Komatsu J, Koyama H, Maeda N, Aratani Y
Kihara Institute for Biological Research, Yokohama City University, Maioka-cho 641-12, Totsuka, Yokohama, 244-0813, Japan.
Inflamm Res. 2006 May;55(5):200-6. doi: 10.1007/s00011-006-0071-3.
This study examined the role of neutrophil-derived reactive oxygen species (ROS) in neutrophil recruitment into ultraviolet B (UVB)-exposed skin of mice.
Mouse dorsal skin was irradiated with UVB (600 mJ/cm2). Accumulation of neutrophils within the inflammatory sites was observed histochemically. Keratinocyte-derived chemokine (KC) and macrophage inflammatory protein 2 (MIP-2) were quantified, and in vivo chemotaxis of neutrophils toward KC and MIP-2 was examined.
UVB exposure of mice deficient in myeloperoxidase (MPO), NADPH oxidase, or both, caused skin neutrophil infiltration peaking at 60, 48, and 48 h, respectively, which was earlier than the 72-h peak in wild-type mice. MIP-2 level was higher in mutant than wild-type mice. Mutant neutrophils produced more MIP-2 in vitro. Neutrophil migration toward a localized source of KC was higher in mutant than wild type mice. NADPH oxidase deficiency had a greater effect on migration than MPO deficiency.

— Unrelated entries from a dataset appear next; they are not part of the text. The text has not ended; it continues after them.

Issue #77, opened 2026-05-02
[Enhancement] Smart Lead Routing — Automated territory management


yihua-zhuo:
## Problem

当前线索（leads）分配靠销售手动抢单或管理员分配，无法根据地域/行业/时间段自动分配。导致分配不均、响应慢、线索流失。

## Goals

- 基于规则 + ML 的自动线索分配
- 地域 / 行业 / 产品线 / 时间段 多维度分配策略
- 分配时考虑销售负载（均衡分配）
- 线索回收机制（24h 不响应自动回收）

## Dependencies

- `leads` 表（已有）
- `users` 表（已有，关联 role）
- RBAC service

### 分配策略配置
```
routing_rules: id, tenant_id, name, conditions_json, assignee_type, assignee_id, priority
```
- conditions: {region: ["APAC", "EMEA"], industry: ["SaaS"], employee_count: ">50"}
- assignee_type: "user" | "team" | "round_robin"

### 分配引擎
- `src/services/lead_routing_service.py` — 线索分配服务
- `src/api/routers/lead_routing.py` — REST API
- 策略优先级：explicit rule → ML predicted → round_robin
- 负载均衡：每次分配选择当前负载最低的销售

### 线索回收
- 定时任务：每 30 分钟检查未分配线索
- 超过 24h 不响应 → 重新入池（标记为 recycled）
- 最多回收 3 次，第 4 次标记为 disqualified

### Frontend
- 分配规则配置页面（条件 + 动作可视化）
- 线索池列表（未分配 / 已分配 / 回收）
- 销售负载仪表板

### Lead Routing Configuration (`/settings/routing`)
- [ ] Rule list: name, conditions summary, assignee, priority
- [ ] Create rule: condition builder (field + operator + value)
- [ ] Supported fields: region, industry, employee_count, source, created_date
- [ ] Test rule with sample lead
- [ ] Enable / disable rule
- [ ] Rule priority ordering (drag to reorder)

### Lead Distribution (`/sales/leads`)
- [ ] Unassigned leads queue (sorted by creation time)
- [ ] "Assign" button → show matched rules + assignee preview
- [ ] Manual override: reassign to different user
- [ ] Lead detail: assigned_to, assigned_at, SLA countdown

### Auto-Assignment
- [ ] Real-time assignment on lead creation
- [ ] Assignment notification to assigned sales rep
- [ ] Round-robin distribution across team
- [ ] Load balancing: skip reps with >20 active leads

[...]

PR #804, opened 2026-06-06
Auto: implement issue #586

### LINKED ISSUE #586: Add lead tier filter and auto-rank to customer list endpoints + engagement webhook
Subtask of #49
Depends on #585

Add optional `lead_tier: str` query param to `GET /customers/` that filters by score tier (hot/warm/cold). Add `order_by_score: bool` to auto-rank. Add an engagement event webhook that triggers score recalculation on new email open / website visit events (calls ScoreService.calculate_score). Touch src/api/routers/customers.py, src/services/customer_service.py, and src/api/routers/events.py (new webhook endpoint), with corresponding tests.

Dev-Plan: docs/dev-plan/10-customers/0586-add-lead-tier-filter-and-auto-rank-to-customer-list-endpoint.md

yihua-zhuo:
Closes #586

Plan: `.plans/issue-586.md`

1. **Plan** — Claude wrote a detailed implementation plan to `.plans/issue-586.md`.

Please review before merging.

## Release Notes

* **New Features**
  * New webhook endpoint to record customer engagement events (email opens and website visits) for tracking interaction history
  * Added lead tier filtering to the customer list endpoint to segment customers by tier level (hot, warm, cold)
  * Added engagement score-based sorting to the customer list endpoint for automatic customer ranking by activity

### DIFF
--- a/.plans/issue-586.md
+++ b/.plans/issue-586.md
@@ -1,0 +1,79 @@
+Now I have all the context needed to write the plan. Here's the implementation plan:
+
+# Implementation Plan — Issue #586
+
+## Goal
+Add an optional `lead_tier` filter and `order_by_score` auto-rank to `GET /customers/`, plus a `POST /events/engagement` webhook that records engagement events and triggers score recalculation via `ScoreService.calculate_score`, closing the lead-scoring feedback loop.
+
+## Source Contract
+Dev-plan target: `/home/runner/work/agent-job/agent-job/docs/dev-plan/10-customers/0586-add-lead-tier-filter-and-auto-rank-to-customer-list-endpoint.md`
+Template depth: `deep`
+Reading order followed:
+1. `/home/runner/work/agent-job/agent-job/docs/dev-plan/README.md`
+2. `/home/runner/work/agent-job/agent-job/docs/dev-plan/_template-deep.md`
+3. `/home/runner/work/agent-job/agent-job/docs/dev-plan/10-customers/0586-add-lead-tier-filter-and-auto-rank-to-customer-list-endpoint.md`
+
+## Affected Files
+- `src/api/routers/customers.py` — add `lead_tier` and `order_by_score` query params to `list_customers`; thread them to `CustomerService.list_customers`
+- `src/services/customer_service.py` — extend `list_customers` signature with `lead_tier` and `order_by_score`; validate `lead_tier` against allowed set; pass through to `CustomerRepository.list_customers`
+- `src/db/repositories/customer.py` — extend `list_customers` signature with `lead_tier` and `order_by_score`; add `CustomerModel.tier` equality filter and conditional `ORDER BY score DESC` (with `COALESCE(score, 0)` to handle NULL)
+- `src/db/models/engagement.py` — new file; define `EngagementEventModel` (id, tenant_id, customer_id, event_type, event_metadata JSONB, created_at)
+- `src/services/event_service.py` — new file; define `EventService` with `record_engagement_event(tenant_id, customer_id, event_type, metadata) -> EngagementEventModel`
+- `src/api/routers/events.py` — new file; `APIRouter(prefix="/api/v1/events", tags=["events"])` with `POST /engagement` endpoint that calls `EventService.record_engagement_event` then `ScoreService.calculate_score`, returns `{"success": True, "data": {"customer_id": N, "score": M, "tier": "A"}}`
+- `alembic/versions/<id>_add_engagement_events.py` — new migration; `CREATE TABLE engagement_events` with `tenant_id` index and `event_metadata` JSONB; manually verify `sa.JSONB()` and `sa.DateTime(timezone=True)`
+- `tests/unit/test_customer_service.py` — add 4 new cases under `TestListCustomers`: hot filter, warm filter, cold filter, `order_by_score` parameter pass-through; plus 1 validation-error case for invalid tier value
+- `tests/unit/test_events_webhook.py` — new file; unit tests for the events router: valid engagement POST returns 200 with score; invalid event_type returns 422; mock `ScoreService.calculate_score` assertion
+- `tests/integration/test_engagement_webhook_integration.py` — new file; integration tests: POST engagement event → customer score/tier updated in DB; multi-tenant isolation; `order_by_score` returns highest-scoring customers first; `lead_tier` filter returns only matching tier
+
+## Implementation Steps
+
+1. **Extend `CustomerRepository.list_customers`** in `src/db/repositories/customer.py` (L38-64): add `lead_tier: str | None = None` and `order_by_score: bool = False` parameters; in the conditions list, add `CustomerModel.tier == lead_tier` when `lead_tier` is not None; for ordering, use `func.coalesce(CustomerModel.score, 0).desc()` when `order_by_score` is True, otherwise retain the existing `CustomerModel.created_at.desc()`.
+
+2. **Extend `CustomerService.list_customers`** in `src/services/customer_service.py` (L48-63): add the same two parameters; validate `lead_tier` against the set `{"hot", "warm", "cold"}` and raise `ValidationException` for unknown values; forward both parameters to `self.repository.list_customers`.
+
+3. **Update `GET /customers/` in `src/api/routers/customers.py`** (L213-244): add `lead_tier: str | None = Query(None, description="Filter by lead tier: hot, warm, cold")` and `order_by_score: bool = Query(False, description="Auto-rank by score descending")` parameters; pass both to `service.list_customers`. No changes to the enrichment enrichment loop or response envelope.
+
+4. **Create `EngagementEventModel`** in `src/db/models/engagement.py`: columns `id` (Integer, PK), `tenant_id` (Integer, nullable=False, index=True), `customer_id` (Integer, nullable=False, index=True), `event_type` (String(50), nullable=False), `event_metadata` (JSON, nullable=True, default=dict), `created_at` (DateTime(timezone=True), server_default=func.now()). The model will be auto-discovered by `src/db/models/__init__.py` via `pkgutil.iter_modules` — no manual import needed there.
+
+5. **Generate and fix Alembic migration**: run `alembic revision --autogenerate -m "add engagement_events table"` against the `alembic_dev` DB; manually correct `sa.JSON()` → `sa.JSONB()` on the `event_metadata` column; verify `sa.DateTime(timezone=True)` on `created_at`; run `alembic upgrade head && alembic downgrade -1 && alembic upgrade head` three-cycle; run a second `autogenerate` to confirm empty drift, then delete the drift-check file.
+
+6. **Create `EventService`** in `src/services/event_service.py`: `__init__(self, session: AsyncSession)` with no default; `record_engagement_event(tenant_id, customer_id, event_type, metadata=None) -> EngagementEventModel` that constructs an `EngagementEventModel` instance, adds it, commits, refreshes, and returns. Validate `event_type` is in `{"email_open", "website_visit"}` and raise `ValidationException` otherwise.
+
+7. **Create `POST /engagement` router** in `src/api/routers/events.py`: define `router = APIRouter(prefix="/api/v1/events", tags=["events"])` (auto-discovered by `iter_routers` — no `main.py` change needed). Define a Pydantic `EngagementEventRequest(BaseModel)` with `customer_id: int` (gt=0), `event_type: str` (pattern=`^(email_open|website_visit)$`), `metadata: dict | None = None`. The endpoint handler instantiates `EventService(session)` and `ScoreService(session)`, calls `record_engagement_event` then `calculate_score`, and returns `{"success": True, "data": {"customer_id": ..., "score": result.score, "tier": result.tier_label}}`. Auth via `Depends(require_auth)`.
+
+8. **Add unit tests for `list_customers` parameter pass-through** in `tests/unit/test_customer_service.py`: a new `TestListCustomers` class with 4 cases — `test_list_customers_passes_lead_tier_hot` verifies `repo.list_customers` receives `lead_tier="hot"`; `test_list_customers_passes_lead_tier_warm`; `test_list_customers_passes_lead_tier_cold`; `test_list_customers_passes_order_by_score_true` verifies `order_by_score=True` is forwarded. Plus `test_list_customers_invalid_tier_raises_validation` which calls `service.list_customers(lead_tier="invalid")` and asserts `ValidationException`.
+
+9. **Create unit tests for the engagement webhook** in `tests/unit/test_events_webhook.py`: use a mock `AsyncSession` with patched `EventService.record_engagement_event` and `ScoreService.calculate_score`; test that a valid POST returns the expected envelope; test that an invalid `event_type` returns 422 (Pydantic validation); assert `ScoreService.calculate_score` is awaited exactly once after the event is recorded.
+
+10. **Create integration tests** in `tests/integration/test_engagement_webhook_integration.py`: seed a customer in a tenant, POST to `/api/v1/events/engagement` with `event_type="email_open"`, then query the customer row and assert `score` and `tier` are updated. Add a cross-tenant test: POST with `tenant_id=A` customer, query from `tenant_id=B` → should not see the event. Add a `lead_tier` filter test: seed two customers with different tier values, GET `/api/v1/customers/?lead_tier=hot` returns only the hot one. Add an `order_by_score` test: seed three customers with scores 10/50/90, GET `/api/v1/customers/?order_by_score=true` returns them in descending order.
+
+11. **Run the full verification pipeline**: `ruff check src/ && ruff format --check src/` must exit 0; `PYTHONPATH=src pytest tests/unit/ -v` must pass; `PYTHONPATH=src pytest tests/integration/test_engagement_webhook_integration.py -v` must pass; `alembic upgrade head && alembic downgrade -1 && alembic upgrade head` must complete without error.
+
+## Test Plan
+- Unit tests in `tests/unit/`: 
+  - `test_customer_service.py` — add `TestListCustomers` class (4 pass-through cases + 1 validation case)
+  - `test_events_webhook.py` — new file; mock-based tests for the `/engagement` endpoint covering valid POST, invalid event_type, and `ScoreService` invocation assertion
+- Integration tests in `tests/integration/`:
+  - `test_engagement_webhook_integration.py` — new file; full-DB tests for webhook trigger → score update, cross-tenant isolation, `lead_tier` filter accuracy, and `order_by_score` sort order
+- Dev-plan verification:
+  - §6 acceptance #1: `ruff check src/api/routers/customers.py src/api/routers/events.py src/services/customer_service.py src/services/event_service.py` → 0 errors
+  - §6 acceptance #2: `PYTHONPATH=src pytest tests/unit/test_customer_service.py -v` → 4+ new cases passed
+  - §6 acceptance #3: `PYTHONPATH=src pytest tests/unit/test_events_webhook.py -v` → all passed
+  - §6 acceptance #4: `PYTHONPATH=src pytest tests/integration/test_engagement_webhook_integration.py -v` → all passed
+  - §6 acceptance #5: `alembic upgrade head && alembic downgrade -1 && alembic upgrade head` → three exit 0 (covers Step 5 migration)
+  - §6 E2E webhook: `curl -X POST /api/v1/events/engagement` with valid body → returns `{"success": true, "data": {"customer_id": N, "score": M, "tier": "..."}}`
+  - §6 E2E list: `curl /api/v1/customers/?lead_tier=hot&order_by_score=true` → returns filtered, score-sorted list
+
+## Acceptance Criteria
+- `GET /api/v1/customers/?lead_tier=hot` (and `warm`, `cold`) returns only customers whose `tier` column matches; invalid tier values produce a 422 with `ValidationException`
+- `GET /api/v1/customers/?order_by_score=true` returns customers sorted by `score DESC` (with NULLs treated as 0 via `COALESCE`)
+- Both query parameters are optional and independent — omitting both preserves the existing `ORDER BY created_at DESC` behavior with no regression
+- `POST /api/v1/events/engagement` with a valid body (authenticated) records an `EngagementEventModel` row and invokes `ScoreService.calculate_score` exactly once, returning the recalculated `score` and `tier` in the response
+- The engagement event row is persisted with the correct `tenant_id`, `customer_id`, `event_type`, and `event_metadata`
+- Cross-tenant isolation holds: a webhook POST for `tenant_id=A` is not visible or actionable from `tenant_id=B`
+- All unit and integration tests pass; `ruff check` and `ruff format --check` are clean; migration applies and reverts cleanly in a three-cycle
+
+## Risks / Open Questions
+- **Tier value mapping**: The dev-plan body says `lead_tier` accepts `hot/warm/cold`, but the existing `CustomerModel.tier` column stores the `ScoreTier` enum values (`A`/`B`/`C`/`D`). The plan adds a `{"hot", "warm", "cold"}` validation set in the service layer, but the actual SQL filter operates on the stored letter tier. If callers expect hot/warm/cold to map to A/B/C, the mapping must be defined at the service or router boundary — not in the SQL query. This decision should be confirmed with the issue owner before implementation, as it may require updating the filter to translate input values to the stored enum.
+- **Webhook auth model**: The dev-plan Step 3 uses `Depends(require_auth)`, which expects a user JWT. External systems (email trackers, website analytics) typically authenticate via a shared secret or API key, not user credentials. The plan follows the dev-plan's auth choice, but a production webhook would more likely use a header-based secret check. This should be confirmed with the issue owner if the webhook is intended for external system integration.
+- **ScoreService persistence**: `ScoreService.calculate_score` (in `src/services/score_service.py`) is currently read-only — it computes a `ScoreResult` from the persisted `score_factors` JSON column but does not write the computed `score`/`tier` back to `CustomerModel`. The webhook calls `calculate_score` and then must persist the result. The plan assumes the webhook handler (or a follow-up) updates `customer.score` and `customer.tier` after calling `calculate_score`; if `ScoreService` is extended to persist as part of #585, this becomes simpler. This should be verified against the #585 implementation before starting work.
--- a/alembic/versions/add_engagement_events_table.py
+++ b/alembic/versions/add_engagement_events_table.py
@@ -1,0 +1,59 @@
+"""add_engagement_events_table
+
+Revision ID: add_engagement_events
+Revises: e8ad92ca62b3
+Create Date: 2026-06-06 10:00:00.000000
+
+Create the engagement_events table used by the POST /events/engagement webhook
+to record email_open and website_visit events. The webhook handler reads back
+the row and uses it to trigger ScoreService.calculate_score for the customer.
+"""
+
+from collections.abc import Sequence
+
+import sqlalchemy as sa
+from sqlalchemy.dialects import postgresql
+
+from alembic import op
+
+# revision identifiers, used by Alembic.
+revision: str = "add_engagement_events"
+down_revision: str | None = "e8ad92ca62b3"
+branch_labels: str | Sequence[str] | None = None
+depends_on: str | Sequence[str] | None = None
+
+
+def upgrade() -> None:
+    op.create_table(
+        "engagement_events",
+        sa.Column("id", sa.Integer(), autoincrement=True, nullable=False),
+        sa.Column("tenant_id", sa.Integer(), nullable=False),
+        sa.Column("customer_id", sa.Integer(), nullable=False),
+        sa.Column("event_type", sa.String(length=50), nullable=False),
+        sa.Column("event_metadata", postgresql.JSONB(astext_type=sa.Text()), nullable=True),
+        sa.Column(
+            "created_at",
+            sa.DateTime(timezone=True),
+            server_default=sa.text("now()"),
+            nullable=False,
+        ),
+        sa.PrimaryKeyConstraint("id"),
+    )
+    op.create_index(
+        op.f("ix_engagement_events_tenant_id"),
+        "engagement_events",
+        ["tenant_id"],
+        unique=False,
+    )
+    op.create_index(
+        op.f("ix_engagement_events_customer_id"),
+        "engagement_events",
+        ["customer_id"],
+        unique=False,
+    )
+
+
+def downgrade() -> None:
+    op.drop_index(op.f("ix_engagement_events_customer_id"), table_name="engagement_events")
+    op.drop_index(op.f("ix_engagement_events_tenant_id"), table_name="engagement_events")
+    op.drop_table("engagement_events")
--- a/alembic/versions/add_engagement_events_table.py
+++ b/alembic/versions/add_engagement_events_table.py
@@ -1,6 +1,6 @@
 """add_engagement_events_table
 
-Revision ID: add_engagement_events
+Revision ID: a1b2c3d4e5f6
 Revises: e8ad92ca62b3
 Create Date: 2026-06-06 10:00:00.000000
 
@@ -17,7 +17,7 @@ from sqlalchemy.dialects import postgresql
 from alembic import op
 
 # revision identifiers, used by Alembic.
-revision: str = "add_engagement_events"
+revision: str = "a1b2c3d4e5f6"
 down_revision: str | None = "e8ad92ca62b3"
 branch_labels: str | Sequence[str] | None = None
 depends_on: str | Sequence[str] | None = None
@@ -27,10 +27,25 @@ def upgrade() -> None:
     op.create_table(
         "engagement_events",
         sa.Column("id", sa.Integer(), autoincrement=True, nullable=False),
-        sa.Column("tenant_id", sa.Integer(), nullable=False),
-        sa.Column("customer_id", sa.Integer(), nullable=False),
+        sa.Column(
+            "tenant_id",
+            sa.Integer(),
+            sa.ForeignKey("tenants.id", ondelete="CASCADE"),
+            nullable=False,
+        ),
+        sa.Column(
+            "customer_id",
+            sa.Integer(),
+            sa.ForeignKey("customers.id", ondelete="CASCADE"),
+            nullable=False,
+        ),
         sa.Column("event_type", sa.String(length=50), nullable=False),
-        sa.Column("event_metadata", postgresql.JSONB(astext_type=sa.Text()), nullable=True),
+        sa.Column(
+            "event_metadata",
+            postgresql.JSONB(astext_type=sa.Text()),
+            nullable=True,
+            server_default=sa.text("'{}'"),
+        ),
         sa.Column(
             "created_at",
             sa.DateTime(timezone=True),
@@ -51,9 +66,23 @@ def upgrade() -> None:
         ["customer_id"],
         unique=False,
     )
+    op.create_index(
+        "ix_engagement_events_tenant_customer",
+        "engagement_events",
+        ["tenant_id", "customer_id"],
+        unique=False,
+    )
+    op.create_index(
+        "ix_engagement_events_tenant_event_type",
+        "engagement_events",
+        ["tenant_id", "event_type"],
+        unique=False,
+    )
 
 
 def downgrade() -> None:
+    op.drop_index("ix_engagement_events_tenant_event_type", table_name="engagement_events")
+    op.drop_index("ix_engagement_events_tenant_customer", table_name="engagement_events")
     op.drop_index(op.f("ix_engagement_events_customer_id"), table_name="engagement_events")
     op.drop_index(op.f("ix_engagement_events_tenant_id"), table_name="engagement_events")
     op.drop_table("engagement_events")
--- a/src/api/routers/customers.py
+++ b/src/api/routers/customers.py
@@ -216,7 +216,7 @@ async def list_customers(
     page_size: int = Query(20, ge=1, le=100),
     status: str | None = None,
     owner_id: int | None = Query(None, ge=0),
-    lead_tier: str | None = Query(None, description="Filter by lead tier: hot, warm, cold"),
+    lead_tier: str | None = Query(None, pattern="^(hot|warm|cold)$", description="Filter by lead tier: hot, warm, cold"),
     order_by_score: bool = Query(False, description="Auto-rank by score descending"),
     ctx: AuthContext = Depends(require_auth),
     session: AsyncSession = Depends(get_db),
--- a/src/api/routers/customers.py
+++ b/src/api/routers/customers.py
@@ -216,6 +216,8 @@ async def list_customers(
     page_size: int = Query(20, ge=1, le=100),
     status: str | None = None,
     owner_id: int | None = Query(None, ge=0),
+    lead_tier: str | None = Query(None, description="Filter by lead tier: hot, warm, cold"),
+    order_by_score: bool = Query(False, description="Auto-rank by score descending"),
     ctx: AuthContext = Depends(require_auth),
     session: AsyncSession = Depends(get_db),
 ):
@@ -226,6 +228,8 @@ async def list_customers(
         page_size=page_size,
         status=status,
         owner_id=owner_id,
+        lead_tier=lead_tier,
+        order_by_score=order_by_score,
         tenant_id=ctx.tenant_id,
     )
     customer_ids = [getattr(c, "id", None) for c in items]
--- a/src/api/routers/events.py
+++ b/src/api/routers/events.py
@@ -1,0 +1,50 @@
+"""Events router — POST /engagement webhook for customer engagement events."""
+
+from __future__ import annotations
+
+from fastapi import APIRouter, Depends
+from pydantic import BaseModel, Field
+from sqlalchemy.ext.asyncio import AsyncSession
+
+from db.connection import get_db
+from internal.middleware.fastapi_auth import AuthContext, require_auth
+from services.event_service import EventService
+from services.score_service import ScoreService
+
+router = APIRouter(prefix="/api/v1/events", tags=["events"])
+
+
+class EngagementEventRequest(BaseModel):
+    customer_id: int = Field(..., gt=0)
+    event_type: str = Field(..., pattern="^(email_open|website_visit)$")
+    metadata: dict | None = None
+
+
+@router.post("/engagement")
+async def create_engagement_event(
+    body: EngagementEventRequest,
+    ctx: AuthContext = Depends(require_auth),
+    session: AsyncSession = Depends(get_db),
+):
+    """Record an engagement event and trigger a score recalculation for the customer."""
+    event_svc = EventService(session)
+    score_svc = ScoreService(session)
+
+    await event_svc.record_engagement_event(
+        tenant_id=ctx.tenant_id,
+        customer_id=body.customer_id,
+        event_type=body.event_type,
+        metadata=body.metadata,
+    )
+    result = await score_svc.calculate_score(
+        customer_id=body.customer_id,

These results suggest that ROS produced by neutrophils regulate expression of MIP-2 and migration of neutrophils toward KC. This may explain the earlier infiltration of mutant neutrophils in response to UVB.
本研究检测了中性粒细胞衍生的活性氧(ROS)在中性粒细胞募集至紫外线B(UVB)照射的小鼠皮肤中的作用。
用UVB(600 mJ/cm²)照射小鼠背部皮肤。通过组织化学方法观察炎症部位中性粒细胞的聚集情况。对角质形成细胞衍生趋化因子(KC)和巨噬细胞炎性蛋白2(MIP-2)进行定量,并检测中性粒细胞对KC和MIP-2的体内趋化性。
髓过氧化物酶(MPO)缺陷、NADPH氧化酶缺陷或两者均缺陷的小鼠经UVB照射后,皮肤中性粒细胞浸润分别在60、48和48小时达到峰值,早于野生型小鼠的72小时峰值。突变小鼠的MIP-2水平高于野生型小鼠。突变的中性粒细胞在体外产生更多的MIP-2。突变小鼠中性粒细胞向局部KC来源的迁移高于野生型小鼠。NADPH氧化酶缺陷对迁移的影响大于MPO缺陷。
这些结果表明,中性粒细胞产生的ROS调节MIP-2的表达以及中性粒细胞向KC的迁移。这可能解释了突变的中性粒细胞对UVB反应时更早的浸润现象。